(Beginning of Data provided)

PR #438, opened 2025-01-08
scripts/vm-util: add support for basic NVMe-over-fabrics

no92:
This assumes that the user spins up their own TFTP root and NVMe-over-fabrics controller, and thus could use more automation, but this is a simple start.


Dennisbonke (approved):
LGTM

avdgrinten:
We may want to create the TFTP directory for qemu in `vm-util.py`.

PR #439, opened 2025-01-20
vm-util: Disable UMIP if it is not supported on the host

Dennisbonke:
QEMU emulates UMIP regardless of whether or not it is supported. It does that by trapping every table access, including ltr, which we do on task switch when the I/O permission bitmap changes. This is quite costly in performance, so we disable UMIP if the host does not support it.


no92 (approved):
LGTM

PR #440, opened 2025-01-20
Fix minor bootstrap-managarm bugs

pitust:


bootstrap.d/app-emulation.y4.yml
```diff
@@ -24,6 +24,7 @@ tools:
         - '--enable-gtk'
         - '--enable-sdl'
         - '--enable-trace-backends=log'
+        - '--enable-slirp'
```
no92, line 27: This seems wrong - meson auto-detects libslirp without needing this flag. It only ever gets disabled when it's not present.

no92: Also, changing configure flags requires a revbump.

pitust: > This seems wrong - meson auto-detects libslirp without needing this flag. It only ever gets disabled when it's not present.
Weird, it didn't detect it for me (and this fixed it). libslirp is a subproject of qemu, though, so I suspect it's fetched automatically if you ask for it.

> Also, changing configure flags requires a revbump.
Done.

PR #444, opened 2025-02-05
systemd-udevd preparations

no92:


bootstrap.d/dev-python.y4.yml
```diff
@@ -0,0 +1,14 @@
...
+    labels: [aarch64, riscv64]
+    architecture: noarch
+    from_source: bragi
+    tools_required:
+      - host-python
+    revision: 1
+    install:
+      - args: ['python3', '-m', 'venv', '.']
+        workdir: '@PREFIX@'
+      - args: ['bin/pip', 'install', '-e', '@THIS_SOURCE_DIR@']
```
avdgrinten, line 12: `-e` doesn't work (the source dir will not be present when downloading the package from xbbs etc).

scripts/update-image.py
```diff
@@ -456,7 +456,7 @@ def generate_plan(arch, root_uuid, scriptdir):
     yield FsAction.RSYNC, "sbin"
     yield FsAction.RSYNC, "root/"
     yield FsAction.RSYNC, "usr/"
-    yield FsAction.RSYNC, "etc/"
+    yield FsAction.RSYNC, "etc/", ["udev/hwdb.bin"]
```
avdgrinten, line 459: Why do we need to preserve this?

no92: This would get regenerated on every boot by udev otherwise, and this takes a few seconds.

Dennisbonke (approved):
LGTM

(End of Data provided)
(Beginning of Data provided)

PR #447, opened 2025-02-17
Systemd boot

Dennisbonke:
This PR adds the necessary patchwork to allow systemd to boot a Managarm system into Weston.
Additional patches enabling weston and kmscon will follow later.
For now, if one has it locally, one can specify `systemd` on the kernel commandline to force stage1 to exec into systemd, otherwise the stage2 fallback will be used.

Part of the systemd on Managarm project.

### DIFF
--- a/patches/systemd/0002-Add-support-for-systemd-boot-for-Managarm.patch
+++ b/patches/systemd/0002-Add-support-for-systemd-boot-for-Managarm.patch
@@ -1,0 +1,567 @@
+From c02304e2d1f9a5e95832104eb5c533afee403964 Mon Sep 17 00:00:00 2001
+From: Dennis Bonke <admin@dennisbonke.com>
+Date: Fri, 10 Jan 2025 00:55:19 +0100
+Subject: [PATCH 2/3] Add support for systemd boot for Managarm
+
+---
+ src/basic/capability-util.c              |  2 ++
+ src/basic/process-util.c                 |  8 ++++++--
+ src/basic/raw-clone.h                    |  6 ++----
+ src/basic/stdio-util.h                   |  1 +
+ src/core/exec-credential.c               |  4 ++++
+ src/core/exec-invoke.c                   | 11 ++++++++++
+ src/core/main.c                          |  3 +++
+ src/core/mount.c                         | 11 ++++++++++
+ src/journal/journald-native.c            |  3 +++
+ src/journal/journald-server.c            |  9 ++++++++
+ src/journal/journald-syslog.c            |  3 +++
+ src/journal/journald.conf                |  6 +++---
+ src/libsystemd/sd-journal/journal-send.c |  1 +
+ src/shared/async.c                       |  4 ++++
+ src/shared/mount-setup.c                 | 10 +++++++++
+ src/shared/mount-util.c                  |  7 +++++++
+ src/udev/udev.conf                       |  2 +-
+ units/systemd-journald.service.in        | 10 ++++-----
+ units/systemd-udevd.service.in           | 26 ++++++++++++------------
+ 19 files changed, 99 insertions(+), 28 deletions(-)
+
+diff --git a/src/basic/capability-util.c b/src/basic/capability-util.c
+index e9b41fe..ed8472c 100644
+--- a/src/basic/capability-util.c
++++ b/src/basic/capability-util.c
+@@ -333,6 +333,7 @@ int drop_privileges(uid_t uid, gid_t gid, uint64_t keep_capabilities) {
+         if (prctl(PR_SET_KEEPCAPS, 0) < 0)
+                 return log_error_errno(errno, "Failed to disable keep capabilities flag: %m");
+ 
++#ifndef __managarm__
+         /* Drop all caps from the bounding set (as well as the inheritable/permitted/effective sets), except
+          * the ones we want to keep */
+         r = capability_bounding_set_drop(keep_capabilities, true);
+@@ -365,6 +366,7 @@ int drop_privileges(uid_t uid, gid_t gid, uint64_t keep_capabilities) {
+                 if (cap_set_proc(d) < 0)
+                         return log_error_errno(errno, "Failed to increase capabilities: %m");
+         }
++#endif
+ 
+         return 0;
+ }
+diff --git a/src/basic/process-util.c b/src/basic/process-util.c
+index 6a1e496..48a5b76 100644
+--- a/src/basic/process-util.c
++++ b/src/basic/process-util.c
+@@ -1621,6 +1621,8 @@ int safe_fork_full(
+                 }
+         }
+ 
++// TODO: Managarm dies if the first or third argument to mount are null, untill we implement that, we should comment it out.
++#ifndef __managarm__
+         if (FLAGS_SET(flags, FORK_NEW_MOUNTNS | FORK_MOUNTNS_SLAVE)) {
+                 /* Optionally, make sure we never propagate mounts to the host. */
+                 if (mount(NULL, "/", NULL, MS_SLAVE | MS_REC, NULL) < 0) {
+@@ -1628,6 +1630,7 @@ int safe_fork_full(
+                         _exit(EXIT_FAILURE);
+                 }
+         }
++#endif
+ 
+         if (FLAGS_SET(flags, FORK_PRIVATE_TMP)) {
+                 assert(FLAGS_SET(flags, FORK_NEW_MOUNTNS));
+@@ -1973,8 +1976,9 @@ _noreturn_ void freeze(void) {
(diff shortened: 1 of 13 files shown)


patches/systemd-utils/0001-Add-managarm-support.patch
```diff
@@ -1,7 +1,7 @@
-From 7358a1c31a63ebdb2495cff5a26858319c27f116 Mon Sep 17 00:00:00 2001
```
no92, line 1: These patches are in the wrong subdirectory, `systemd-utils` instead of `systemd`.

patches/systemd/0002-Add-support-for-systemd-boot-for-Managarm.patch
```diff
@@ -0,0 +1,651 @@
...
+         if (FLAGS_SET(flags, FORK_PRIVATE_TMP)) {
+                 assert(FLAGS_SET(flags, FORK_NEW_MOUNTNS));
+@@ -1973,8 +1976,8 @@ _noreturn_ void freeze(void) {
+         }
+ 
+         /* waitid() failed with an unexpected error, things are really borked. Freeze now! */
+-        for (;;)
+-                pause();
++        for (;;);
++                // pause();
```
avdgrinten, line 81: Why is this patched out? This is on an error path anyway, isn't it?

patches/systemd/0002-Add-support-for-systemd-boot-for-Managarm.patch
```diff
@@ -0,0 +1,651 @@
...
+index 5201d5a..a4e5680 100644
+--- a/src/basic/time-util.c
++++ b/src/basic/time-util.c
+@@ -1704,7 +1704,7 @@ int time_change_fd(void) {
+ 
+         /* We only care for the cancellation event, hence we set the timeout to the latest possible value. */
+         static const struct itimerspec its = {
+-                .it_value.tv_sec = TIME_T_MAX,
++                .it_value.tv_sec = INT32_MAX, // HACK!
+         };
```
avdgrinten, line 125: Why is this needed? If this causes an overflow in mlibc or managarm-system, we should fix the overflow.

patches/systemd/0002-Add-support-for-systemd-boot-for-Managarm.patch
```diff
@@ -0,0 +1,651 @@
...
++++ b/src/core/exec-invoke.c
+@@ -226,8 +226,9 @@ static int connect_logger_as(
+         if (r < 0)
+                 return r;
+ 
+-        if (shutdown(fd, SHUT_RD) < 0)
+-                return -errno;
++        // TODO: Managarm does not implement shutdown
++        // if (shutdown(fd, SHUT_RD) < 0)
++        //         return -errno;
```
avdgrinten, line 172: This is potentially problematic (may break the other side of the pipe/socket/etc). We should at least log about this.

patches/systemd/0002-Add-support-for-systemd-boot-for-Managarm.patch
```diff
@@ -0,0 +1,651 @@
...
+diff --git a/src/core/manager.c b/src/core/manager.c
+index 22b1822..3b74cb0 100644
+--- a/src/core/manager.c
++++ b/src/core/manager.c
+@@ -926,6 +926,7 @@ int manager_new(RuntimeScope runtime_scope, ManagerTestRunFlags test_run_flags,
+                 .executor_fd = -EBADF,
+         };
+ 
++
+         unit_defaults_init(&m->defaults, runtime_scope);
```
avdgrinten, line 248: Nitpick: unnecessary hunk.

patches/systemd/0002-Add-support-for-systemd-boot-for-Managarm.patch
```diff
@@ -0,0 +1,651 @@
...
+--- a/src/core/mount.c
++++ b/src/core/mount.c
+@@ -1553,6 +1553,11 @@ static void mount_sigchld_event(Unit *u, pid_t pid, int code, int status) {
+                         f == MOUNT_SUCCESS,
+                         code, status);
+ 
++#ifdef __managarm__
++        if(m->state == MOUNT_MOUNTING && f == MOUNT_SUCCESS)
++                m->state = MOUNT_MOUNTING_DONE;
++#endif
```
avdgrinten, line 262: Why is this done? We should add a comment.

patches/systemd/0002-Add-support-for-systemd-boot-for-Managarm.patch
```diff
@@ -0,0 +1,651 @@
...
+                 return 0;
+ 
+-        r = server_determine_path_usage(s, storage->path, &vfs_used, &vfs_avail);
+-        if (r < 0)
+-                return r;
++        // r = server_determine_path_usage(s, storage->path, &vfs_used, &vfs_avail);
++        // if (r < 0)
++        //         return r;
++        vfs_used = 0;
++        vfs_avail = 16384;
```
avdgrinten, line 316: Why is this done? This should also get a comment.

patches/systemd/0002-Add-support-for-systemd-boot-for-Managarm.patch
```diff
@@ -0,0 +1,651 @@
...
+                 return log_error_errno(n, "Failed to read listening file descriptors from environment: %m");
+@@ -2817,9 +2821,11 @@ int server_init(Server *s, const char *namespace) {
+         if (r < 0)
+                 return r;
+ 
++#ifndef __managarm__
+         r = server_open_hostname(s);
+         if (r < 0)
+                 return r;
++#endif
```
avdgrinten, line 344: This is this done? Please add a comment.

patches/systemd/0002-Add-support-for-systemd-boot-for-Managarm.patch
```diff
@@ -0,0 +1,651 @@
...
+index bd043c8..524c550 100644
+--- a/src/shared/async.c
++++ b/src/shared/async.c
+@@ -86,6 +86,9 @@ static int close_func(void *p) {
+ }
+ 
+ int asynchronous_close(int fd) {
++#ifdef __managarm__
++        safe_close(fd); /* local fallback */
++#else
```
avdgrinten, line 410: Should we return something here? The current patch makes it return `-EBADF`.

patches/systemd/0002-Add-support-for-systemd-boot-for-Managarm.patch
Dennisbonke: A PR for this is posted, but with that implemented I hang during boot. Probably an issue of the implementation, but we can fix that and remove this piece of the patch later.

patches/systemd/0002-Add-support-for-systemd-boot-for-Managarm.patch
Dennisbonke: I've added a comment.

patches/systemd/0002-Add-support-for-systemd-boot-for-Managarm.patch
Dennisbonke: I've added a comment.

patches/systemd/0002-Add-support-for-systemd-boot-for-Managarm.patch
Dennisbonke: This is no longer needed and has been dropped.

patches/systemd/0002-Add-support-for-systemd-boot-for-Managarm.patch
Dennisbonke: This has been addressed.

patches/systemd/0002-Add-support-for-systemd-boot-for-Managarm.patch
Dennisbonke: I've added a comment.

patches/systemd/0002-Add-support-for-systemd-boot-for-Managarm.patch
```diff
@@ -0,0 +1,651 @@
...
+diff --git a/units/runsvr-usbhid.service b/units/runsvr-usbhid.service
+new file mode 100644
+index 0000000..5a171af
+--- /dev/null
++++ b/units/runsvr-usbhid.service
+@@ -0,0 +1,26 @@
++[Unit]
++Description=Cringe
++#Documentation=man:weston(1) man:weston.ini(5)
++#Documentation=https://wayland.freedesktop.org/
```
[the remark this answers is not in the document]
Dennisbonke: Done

(End of Data provided)

What to produce: Print again the lines of the entries above that fall between the line holding "systemd-udevd preparations" and the line holding "no92: This would", inclusive, exactly as they stand.

Written response:
systemd-udevd preparations

no92:


bootstrap.d/dev-python.y4.yml
```diff
@@ -0,0 +1,14 @@
...
+    labels: [aarch64, riscv64]
+    architecture: noarch
+    from_source: bragi
+    tools_required:
+      - host-python
+    revision: 1
+    install:
+      - args: ['python3', '-m', 'venv', '.']
+        workdir: '@PREFIX@'
+      - args: ['bin/pip', 'install', '-e', '@THIS_SOURCE_DIR@']
```
avdgrinten, line 12: `-e` doesn't work (the source dir will not be present when downloading the package from xbbs etc).

scripts/update-image.py
```diff
@@ -456,7 +456,7 @@ def generate_plan(arch, root_uuid, scriptdir):
     yield FsAction.RSYNC, "sbin"
     yield FsAction.RSYNC, "root/"
     yield FsAction.RSYNC, "usr/"
-    yield FsAction.RSYNC, "etc/"
+    yield FsAction.RSYNC, "etc/", ["udev/hwdb.bin"]
```
avdgrinten, line 459: Why do we need to preserve this?

no92: This would get regenerated on every boot by udev otherwise, and this takes a few seconds.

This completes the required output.